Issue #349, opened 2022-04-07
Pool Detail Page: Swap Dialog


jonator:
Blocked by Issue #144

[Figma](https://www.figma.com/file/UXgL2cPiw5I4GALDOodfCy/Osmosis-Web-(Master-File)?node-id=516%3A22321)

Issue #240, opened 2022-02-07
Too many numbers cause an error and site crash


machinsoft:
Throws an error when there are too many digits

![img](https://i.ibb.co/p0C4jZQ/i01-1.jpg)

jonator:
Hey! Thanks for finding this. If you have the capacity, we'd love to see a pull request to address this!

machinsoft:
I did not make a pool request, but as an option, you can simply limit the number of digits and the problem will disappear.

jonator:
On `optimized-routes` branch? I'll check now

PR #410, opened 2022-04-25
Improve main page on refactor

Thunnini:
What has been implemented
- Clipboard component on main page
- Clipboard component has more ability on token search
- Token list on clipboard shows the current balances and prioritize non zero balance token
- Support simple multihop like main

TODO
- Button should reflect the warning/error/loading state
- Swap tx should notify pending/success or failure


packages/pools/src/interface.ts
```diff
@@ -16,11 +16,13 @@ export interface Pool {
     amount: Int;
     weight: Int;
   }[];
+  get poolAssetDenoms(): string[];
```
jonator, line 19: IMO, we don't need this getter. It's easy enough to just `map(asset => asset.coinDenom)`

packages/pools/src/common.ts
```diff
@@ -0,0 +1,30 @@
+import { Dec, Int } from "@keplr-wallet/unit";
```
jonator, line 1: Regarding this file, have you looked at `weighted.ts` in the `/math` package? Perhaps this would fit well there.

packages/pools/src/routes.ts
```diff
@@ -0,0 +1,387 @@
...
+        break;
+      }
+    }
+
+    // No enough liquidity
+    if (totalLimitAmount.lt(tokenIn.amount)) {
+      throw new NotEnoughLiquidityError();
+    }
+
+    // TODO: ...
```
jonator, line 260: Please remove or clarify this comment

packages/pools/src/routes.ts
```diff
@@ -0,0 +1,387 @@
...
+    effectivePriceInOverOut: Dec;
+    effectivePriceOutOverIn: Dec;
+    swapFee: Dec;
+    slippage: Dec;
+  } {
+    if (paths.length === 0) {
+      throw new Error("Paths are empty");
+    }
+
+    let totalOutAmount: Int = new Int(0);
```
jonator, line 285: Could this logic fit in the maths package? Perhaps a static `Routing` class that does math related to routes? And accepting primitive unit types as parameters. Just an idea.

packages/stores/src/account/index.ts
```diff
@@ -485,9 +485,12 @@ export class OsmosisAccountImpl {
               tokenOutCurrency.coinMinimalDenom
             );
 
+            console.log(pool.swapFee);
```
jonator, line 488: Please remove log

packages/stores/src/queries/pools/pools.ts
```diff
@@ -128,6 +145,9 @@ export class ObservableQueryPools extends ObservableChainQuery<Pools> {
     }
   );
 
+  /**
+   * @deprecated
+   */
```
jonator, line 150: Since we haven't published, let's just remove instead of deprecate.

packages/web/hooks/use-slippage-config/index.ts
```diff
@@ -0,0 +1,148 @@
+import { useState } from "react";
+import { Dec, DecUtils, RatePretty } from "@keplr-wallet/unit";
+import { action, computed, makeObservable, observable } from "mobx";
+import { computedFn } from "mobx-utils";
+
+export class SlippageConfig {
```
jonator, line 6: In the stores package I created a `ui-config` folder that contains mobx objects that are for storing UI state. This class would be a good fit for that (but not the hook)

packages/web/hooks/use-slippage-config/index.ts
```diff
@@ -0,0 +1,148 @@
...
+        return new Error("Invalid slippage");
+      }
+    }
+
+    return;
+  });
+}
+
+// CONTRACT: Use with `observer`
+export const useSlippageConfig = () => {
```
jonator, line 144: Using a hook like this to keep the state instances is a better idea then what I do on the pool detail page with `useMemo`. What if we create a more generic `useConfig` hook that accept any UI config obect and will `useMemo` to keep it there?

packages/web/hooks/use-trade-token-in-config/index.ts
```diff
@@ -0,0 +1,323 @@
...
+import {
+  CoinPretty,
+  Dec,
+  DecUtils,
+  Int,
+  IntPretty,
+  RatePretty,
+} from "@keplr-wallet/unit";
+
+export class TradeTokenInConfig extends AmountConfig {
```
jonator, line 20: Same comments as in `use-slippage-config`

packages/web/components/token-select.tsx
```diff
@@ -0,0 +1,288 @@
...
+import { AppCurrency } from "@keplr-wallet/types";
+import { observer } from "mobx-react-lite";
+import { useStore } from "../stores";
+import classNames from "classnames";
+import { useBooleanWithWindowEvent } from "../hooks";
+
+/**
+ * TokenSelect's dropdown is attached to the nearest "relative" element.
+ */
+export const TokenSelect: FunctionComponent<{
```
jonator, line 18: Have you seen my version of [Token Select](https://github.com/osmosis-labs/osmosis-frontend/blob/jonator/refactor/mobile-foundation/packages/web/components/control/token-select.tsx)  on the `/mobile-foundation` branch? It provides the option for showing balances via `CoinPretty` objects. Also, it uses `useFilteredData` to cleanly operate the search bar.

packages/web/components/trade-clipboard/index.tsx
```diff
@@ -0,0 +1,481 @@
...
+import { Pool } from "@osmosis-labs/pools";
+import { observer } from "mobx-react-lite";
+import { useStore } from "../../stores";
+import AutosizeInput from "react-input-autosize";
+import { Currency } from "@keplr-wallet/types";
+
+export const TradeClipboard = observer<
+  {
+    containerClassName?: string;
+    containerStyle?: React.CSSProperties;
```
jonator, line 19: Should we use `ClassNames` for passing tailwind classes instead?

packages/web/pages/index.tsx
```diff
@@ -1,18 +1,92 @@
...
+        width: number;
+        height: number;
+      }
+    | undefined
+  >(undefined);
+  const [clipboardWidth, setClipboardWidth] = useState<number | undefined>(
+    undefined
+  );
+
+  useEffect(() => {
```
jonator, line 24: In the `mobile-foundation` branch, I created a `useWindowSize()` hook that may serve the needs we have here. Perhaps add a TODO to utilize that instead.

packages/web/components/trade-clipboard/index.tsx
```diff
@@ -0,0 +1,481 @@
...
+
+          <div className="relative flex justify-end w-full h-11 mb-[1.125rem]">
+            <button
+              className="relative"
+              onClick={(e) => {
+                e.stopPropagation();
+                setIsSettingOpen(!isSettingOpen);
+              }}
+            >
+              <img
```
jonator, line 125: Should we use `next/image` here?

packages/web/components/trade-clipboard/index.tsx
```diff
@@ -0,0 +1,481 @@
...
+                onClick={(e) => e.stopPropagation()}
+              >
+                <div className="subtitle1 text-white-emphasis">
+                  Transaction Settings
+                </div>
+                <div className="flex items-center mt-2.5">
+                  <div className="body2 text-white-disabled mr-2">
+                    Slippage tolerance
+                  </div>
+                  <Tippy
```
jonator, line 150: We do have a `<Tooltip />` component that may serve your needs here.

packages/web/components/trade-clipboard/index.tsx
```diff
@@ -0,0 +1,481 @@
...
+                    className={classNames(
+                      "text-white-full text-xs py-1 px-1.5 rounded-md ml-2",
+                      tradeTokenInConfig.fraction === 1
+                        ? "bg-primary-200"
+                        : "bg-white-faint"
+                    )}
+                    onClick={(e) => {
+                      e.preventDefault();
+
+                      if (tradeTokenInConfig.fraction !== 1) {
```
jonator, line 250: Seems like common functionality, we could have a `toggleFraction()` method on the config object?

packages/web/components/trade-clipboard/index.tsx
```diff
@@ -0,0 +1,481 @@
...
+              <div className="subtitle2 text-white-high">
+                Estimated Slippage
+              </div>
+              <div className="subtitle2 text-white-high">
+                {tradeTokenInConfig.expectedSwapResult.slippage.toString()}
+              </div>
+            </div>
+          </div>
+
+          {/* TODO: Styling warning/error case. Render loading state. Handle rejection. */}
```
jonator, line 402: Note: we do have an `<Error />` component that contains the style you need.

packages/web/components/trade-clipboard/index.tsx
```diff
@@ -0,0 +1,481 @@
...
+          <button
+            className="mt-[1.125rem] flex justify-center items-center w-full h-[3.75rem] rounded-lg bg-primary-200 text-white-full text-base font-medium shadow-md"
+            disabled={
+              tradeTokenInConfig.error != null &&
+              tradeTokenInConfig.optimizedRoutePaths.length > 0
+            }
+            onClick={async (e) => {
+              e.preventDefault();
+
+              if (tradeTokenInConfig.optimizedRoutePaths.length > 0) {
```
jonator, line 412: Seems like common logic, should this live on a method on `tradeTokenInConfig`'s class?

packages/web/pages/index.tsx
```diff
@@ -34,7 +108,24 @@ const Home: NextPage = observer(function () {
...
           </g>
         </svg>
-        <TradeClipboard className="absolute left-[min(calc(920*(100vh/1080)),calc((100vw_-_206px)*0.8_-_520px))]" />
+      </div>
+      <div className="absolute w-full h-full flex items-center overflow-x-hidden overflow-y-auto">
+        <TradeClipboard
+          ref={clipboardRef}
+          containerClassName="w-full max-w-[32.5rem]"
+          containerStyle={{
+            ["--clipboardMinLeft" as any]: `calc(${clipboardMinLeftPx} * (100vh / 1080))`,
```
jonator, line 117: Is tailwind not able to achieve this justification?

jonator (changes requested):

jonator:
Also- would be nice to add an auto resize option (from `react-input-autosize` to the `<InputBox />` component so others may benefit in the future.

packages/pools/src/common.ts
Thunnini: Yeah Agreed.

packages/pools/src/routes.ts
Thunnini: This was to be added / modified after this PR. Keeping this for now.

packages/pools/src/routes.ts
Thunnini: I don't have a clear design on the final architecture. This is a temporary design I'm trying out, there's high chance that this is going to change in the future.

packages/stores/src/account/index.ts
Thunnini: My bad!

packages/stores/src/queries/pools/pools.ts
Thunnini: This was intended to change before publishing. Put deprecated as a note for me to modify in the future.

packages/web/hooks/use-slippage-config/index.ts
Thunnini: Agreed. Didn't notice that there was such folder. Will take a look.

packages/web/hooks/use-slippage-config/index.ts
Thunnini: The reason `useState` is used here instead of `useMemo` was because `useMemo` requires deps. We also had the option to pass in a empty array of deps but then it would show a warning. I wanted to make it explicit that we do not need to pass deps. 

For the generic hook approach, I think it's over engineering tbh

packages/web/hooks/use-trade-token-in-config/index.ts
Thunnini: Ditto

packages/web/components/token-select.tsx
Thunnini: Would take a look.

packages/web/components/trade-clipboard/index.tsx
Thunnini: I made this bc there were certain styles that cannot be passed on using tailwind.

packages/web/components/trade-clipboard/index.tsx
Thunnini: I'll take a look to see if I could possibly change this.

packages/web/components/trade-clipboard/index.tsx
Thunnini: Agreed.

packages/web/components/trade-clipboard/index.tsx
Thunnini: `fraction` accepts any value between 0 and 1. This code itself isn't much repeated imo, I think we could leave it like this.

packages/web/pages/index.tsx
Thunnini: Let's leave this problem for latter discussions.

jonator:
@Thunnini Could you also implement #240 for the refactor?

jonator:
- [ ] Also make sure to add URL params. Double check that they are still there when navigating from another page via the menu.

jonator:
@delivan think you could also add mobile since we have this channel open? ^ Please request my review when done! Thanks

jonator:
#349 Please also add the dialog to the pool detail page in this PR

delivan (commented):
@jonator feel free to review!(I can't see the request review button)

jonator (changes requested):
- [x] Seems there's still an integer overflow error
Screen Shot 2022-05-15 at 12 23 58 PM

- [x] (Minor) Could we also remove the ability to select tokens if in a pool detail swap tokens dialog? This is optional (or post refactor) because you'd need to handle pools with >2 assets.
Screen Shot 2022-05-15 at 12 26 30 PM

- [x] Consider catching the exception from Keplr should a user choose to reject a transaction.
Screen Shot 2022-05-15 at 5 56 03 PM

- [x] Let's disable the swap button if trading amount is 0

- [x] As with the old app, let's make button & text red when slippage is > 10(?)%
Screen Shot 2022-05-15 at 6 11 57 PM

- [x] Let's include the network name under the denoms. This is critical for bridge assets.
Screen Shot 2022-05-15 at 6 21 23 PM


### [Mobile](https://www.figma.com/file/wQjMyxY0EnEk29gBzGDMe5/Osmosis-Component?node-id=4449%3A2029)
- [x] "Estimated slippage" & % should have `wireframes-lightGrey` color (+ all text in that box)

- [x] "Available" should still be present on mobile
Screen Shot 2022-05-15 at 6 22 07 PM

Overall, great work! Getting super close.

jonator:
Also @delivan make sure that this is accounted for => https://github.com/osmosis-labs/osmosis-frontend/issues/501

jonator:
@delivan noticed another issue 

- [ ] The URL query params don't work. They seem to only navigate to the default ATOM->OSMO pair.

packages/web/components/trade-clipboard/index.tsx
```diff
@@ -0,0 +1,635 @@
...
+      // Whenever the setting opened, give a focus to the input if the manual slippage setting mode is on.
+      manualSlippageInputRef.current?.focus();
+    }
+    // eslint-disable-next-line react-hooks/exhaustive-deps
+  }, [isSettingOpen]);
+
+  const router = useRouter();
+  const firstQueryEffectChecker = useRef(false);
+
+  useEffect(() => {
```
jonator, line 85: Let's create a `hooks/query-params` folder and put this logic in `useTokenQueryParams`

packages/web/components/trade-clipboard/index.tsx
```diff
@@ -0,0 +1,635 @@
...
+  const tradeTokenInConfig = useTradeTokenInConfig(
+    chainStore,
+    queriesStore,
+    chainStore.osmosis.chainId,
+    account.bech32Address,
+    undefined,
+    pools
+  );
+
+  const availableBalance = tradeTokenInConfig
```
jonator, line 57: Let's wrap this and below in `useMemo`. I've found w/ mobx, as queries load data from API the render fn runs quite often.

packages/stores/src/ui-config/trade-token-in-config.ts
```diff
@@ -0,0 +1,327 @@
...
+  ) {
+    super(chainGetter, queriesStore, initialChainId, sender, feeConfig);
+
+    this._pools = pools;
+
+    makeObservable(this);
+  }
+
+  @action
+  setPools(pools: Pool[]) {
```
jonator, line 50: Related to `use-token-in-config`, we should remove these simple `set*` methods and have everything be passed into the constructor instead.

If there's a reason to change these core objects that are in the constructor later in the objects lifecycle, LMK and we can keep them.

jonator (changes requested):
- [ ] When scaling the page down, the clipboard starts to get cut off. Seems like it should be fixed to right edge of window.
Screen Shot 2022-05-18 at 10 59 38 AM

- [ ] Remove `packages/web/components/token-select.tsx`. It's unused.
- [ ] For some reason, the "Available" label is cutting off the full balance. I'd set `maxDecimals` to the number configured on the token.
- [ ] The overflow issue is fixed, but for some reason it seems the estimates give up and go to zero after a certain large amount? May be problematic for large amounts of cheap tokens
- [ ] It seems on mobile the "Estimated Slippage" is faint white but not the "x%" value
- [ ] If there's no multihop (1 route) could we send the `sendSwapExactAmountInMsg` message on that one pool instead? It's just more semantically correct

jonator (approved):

--

:: What you need to do ::
Lines wanted from the listing above: the line with "- [x] Let's disable" up to and including the line with "in that box)". Please write them out exactly, adding nothing else.

:: Exercise output ::
- [x] Let's disable the swap button if trading amount is 0

- [x] As with the old app, let's make button & text red when slippage is > 10(?)%
Screen Shot 2022-05-15 at 6 11 57 PM

- [x] Let's include the network name under the denoms. This is critical for bridge assets.
Screen Shot 2022-05-15 at 6 21 23 PM


### [Mobile](https://www.figma.com/file/wQjMyxY0EnEk29gBzGDMe5/Osmosis-Component?node-id=4449%3A2029)
- [x] "Estimated slippage" & % should have `wireframes-lightGrey` color (+ all text in that box)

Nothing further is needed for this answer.